PR #1470, opened 2023-07-18
Update datetime.js documentation

pixeloution:
the @param as {DateTime} was incorrect and while it technically accepts {string|Invalid}, looking at the code and original documentation lended the impression you'd prefer a string argument for the public API docs


icambron:
@pixeloution thanks

PR #1494, opened 2023-08-26
Fix and improve `Duration#normalize`

### LINKED ISSUE #1493: Regression: Duration.normalize() not working properly after 3.4.1
**Describe the bug**
See https://github.com/moment/luxon/actions/runs/5943754818/job/16119553727

    - Expected  - 2
    + Received  + 2

      Object {
    -   "days": 363,
    -   "years": 1,
    +   "days": -2,
    +   "years": 2,
      }

    - Expected  - 2
    + Received  + 2

      Object {
    -   "days": 2,
    -   "months": 0,
    +   "days": -28,
    +   "months": 1,
      }
Likely the fix for #1482 in 3.4.1 (https://github.com/moment/luxon/commit/11e454c0fdd2da8cc6b5821b89c03c52a7c64b91) broke #1467 

**To Reproduce**
`Duration.fromObject({ hours: 96, minutes: 0, seconds: -10 }).normalize().toObject())`
should equal `{ hours: 95, minutes: 59, seconds: 50}` but no conversion happened.

All tests should be passing

diesieben07:
Fixes #1493

In the process of fixing this, I have updated the algorithm used in `normalizeValues` to make it more clear what it actually does and improved the documentation for `Duration#normalize` to clarify what "canonical representation" means.

Additionally, I have removed the broken implementation of `convert` that was introduced in #1467. After the refactoring of `normalizeValues`, `Duration#shiftTo` was the only user of `convert`, and unnecessarily so. shiftTo used convert to perform some of the same steps that normalize already does, which shiftTo calls afterwards. As such `convert` has been removed.

### DIFF
--- a/src/duration.js
+++ b/src/duration.js
@@ -143,11 +143,35 @@ function convert(matrix, fromMap, fromUnit, toMap, toUnit) {
 }
 
 // NB: mutates parameters
-function normalizeValues(matrix, vals) {
+function normalizeValues(matrix, vals, negative) {
+  const factor = negative ? -1 : 1;
+  // the logic below assumes the overall value of the duration is positive
+  // if this is not the case, factor is used to make it so
+
   reverseUnits.reduce((previous, current) => {
     if (!isUndefined(vals[current])) {
       if (previous) {
-        convert(matrix, vals, previous, vals, current);
+        const previousVal = vals[previous] * factor;
+        if (previousVal < 0) {
+          // lower order unit is negative (e.g. { years: 2, days: -2 })
+          // normalize this by reducing the higher order unit by the appropriate amount
+          // and increasing the lower order unit
+          // this can never make the higher order unit negative, because this function only operates
+          // on positive durations, so the amount of time represented by the lower order unit cannot
+          // be larger than the higher order unit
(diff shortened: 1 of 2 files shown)


icambron:
@diesieben07 i went ahead and merged this, but i'm a little concerned that there are no new tests

diesieben07:
@icambron I looked at the existing tests and did not find any cases that were not covered.
- #1493 was already covered by tests (3.4.1 was released with broken tests).
- # 1467 added tests already, which still pass.

However I can take a look again and try to cover more cases if you think it is important.

icambron:
Ah, I'd missed that we had a broken test. That's because my local env has a few failing tests because I use a newer version of node (causes the format strings to not match up), and I think the real test failure got lost in it. I should have noticed in the CI though. I updated the test to use a newer Node.

s-palmer:
Looks like this PR may break builds that use webpack 4 similarly to this: https://github.com/alpinejs/alpine/pull/3679

Changing this line: `let sum = vals.milliseconds ?? 0;`
to: `let sum = vals.milliseconds !== null && vals.millisecondsl !== undefined ? vals.milliseconds : 0`

resolves the build issues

[WHAT YOU NEED TO DO]
Only the lines from the opening of the material through the line with "In the process" should be echoed, exactly as written.

[RESULT OF THE TASK]
PR #1470, opened 2023-07-18
Update datetime.js documentation

pixeloution:
the @param as {DateTime} was incorrect and while it technically accepts {string|Invalid}, looking at the code and original documentation lended the impression you'd prefer a string argument for the public API docs


icambron:
@pixeloution thanks

PR #1494, opened 2023-08-26
Fix and improve `Duration#normalize`

### LINKED ISSUE #1493: Regression: Duration.normalize() not working properly after 3.4.1
**Describe the bug**
See https://github.com/moment/luxon/actions/runs/5943754818/job/16119553727

    - Expected  - 2
    + Received  + 2

      Object {
    -   "days": 363,
    -   "years": 1,
    +   "days": -2,
    +   "years": 2,
      }

    - Expected  - 2
    + Received  + 2

      Object {
    -   "days": 2,
    -   "months": 0,
    +   "days": -28,
    +   "months": 1,
      }
Likely the fix for #1482 in 3.4.1 (https://github.com/moment/luxon/commit/11e454c0fdd2da8cc6b5821b89c03c52a7c64b91) broke #1467 

**To Reproduce**
`Duration.fromObject({ hours: 96, minutes: 0, seconds: -10 }).normalize().toObject())`
should equal `{ hours: 95, minutes: 59, seconds: 50}` but no conversion happened.

All tests should be passing

diesieben07:
Fixes #1493

In the process of fixing this, I have updated the algorithm used in `normalizeValues` to make it more clear what it actually does and improved the documentation for `Duration#normalize` to clarify what "canonical representation" means.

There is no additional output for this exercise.